◆ **Excerpted data**:
PR #928, opened 2024-08-02
[YUNIKORN-2777] Improve TrackedResource type

pbacsko:
### What is this PR for?
Refactor `TrackedResource` type so that we can re-use code for `*Resource` if needed.

### What type of PR is it?
* [ ] - Bug Fix
* [x] - Improvement
* [ ] - Feature
* [ ] - Documentation
* [ ] - Hot Fix
* [ ] - Refactoring

### Todos
* [ ] - Task

### What is the Jira issue?
https://issues.apache.org/jira/browse/YUNIKORN-2777

### Questions:

### DIFF
--- a/pkg/scheduler/partition_test.go
+++ b/pkg/scheduler/partition_test.go
@@ -1924,17 +1924,18 @@ func TestRequiredNodeAllocation(t *testing.T) {
 func assertPreemptedResource(t *testing.T, appSummary *objects.ApplicationSummary, memorySeconds int64,
 	vcoresSecconds int64) {
 	detailedResource := appSummary.PreemptedResource.TrackedResourceMap["UNKNOWN"]
-	memValue, memPresent := detailedResource["memory"]
-	vcoreValue, vcorePresent := detailedResource["vcore"]
+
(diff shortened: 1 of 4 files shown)


pkg/scheduler/partition_test.go
```diff
@@ -2004,7 +2005,7 @@ func TestPreemption(t *testing.T) {
 	assertPreemptedResource(t, appSummary, -1, 5000)
 
 	appSummary = app2.GetApplicationSummary("default")
-	assertPreemptedResource(t, appSummary, -1, 0)
+	assert.Assert(t, appSummary.PreemptedResource.TrackedResourceMap["UNKNOWN"] == nil)
```
pbacsko, line 2008: Note: since it's no longer `map[string]map[string]int64` but `map[string]*Resource`, referencing a non-existing key results in a panic (this does not happen in the former case, even if `map[string]int64` for a given key was not created with `make()`).

zhuqi-lucas: Got it!

zhuqi-lucas (approved):
LGTM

◆ **What is being asked**: Each record is to be reproduced exactly as it appears.

◆ **Result of this task**:
PR #928, opened 2024-08-02
[YUNIKORN-2777] Improve TrackedResource type

pbacsko:
### What is this PR for?
Refactor `TrackedResource` type so that we can re-use code for `*Resource` if needed.

### What type of PR is it?
* [ ] - Bug Fix
* [x] - Improvement
* [ ] - Feature
* [ ] - Documentation
* [ ] - Hot Fix
* [ ] - Refactoring

### Todos
* [ ] - Task

### What is the Jira issue?
https://issues.apache.org/jira/browse/YUNIKORN-2777

### Questions:

### DIFF
--- a/pkg/scheduler/partition_test.go
+++ b/pkg/scheduler/partition_test.go
@@ -1924,17 +1924,18 @@ func TestRequiredNodeAllocation(t *testing.T) {
 func assertPreemptedResource(t *testing.T, appSummary *objects.ApplicationSummary, memorySeconds int64,
 	vcoresSecconds int64) {
 	detailedResource := appSummary.PreemptedResource.TrackedResourceMap["UNKNOWN"]
-	memValue, memPresent := detailedResource["memory"]
-	vcoreValue, vcorePresent := detailedResource["vcore"]
+
(diff shortened: 1 of 4 files shown)


pkg/scheduler/partition_test.go
```diff
@@ -2004,7 +2005,7 @@ func TestPreemption(t *testing.T) {
 	assertPreemptedResource(t, appSummary, -1, 5000)
 
 	appSummary = app2.GetApplicationSummary("default")
-	assertPreemptedResource(t, appSummary, -1, 0)
+	assert.Assert(t, appSummary.PreemptedResource.TrackedResourceMap["UNKNOWN"] == nil)
```
pbacsko, line 2008: Note: since it's no longer `map[string]map[string]int64` but `map[string]*Resource`, referencing a non-existing key results in a panic (this does not happen in the former case, even if `map[string]int64` for a given key was not created with `make()`).

zhuqi-lucas: Got it!

zhuqi-lucas (approved):
LGTM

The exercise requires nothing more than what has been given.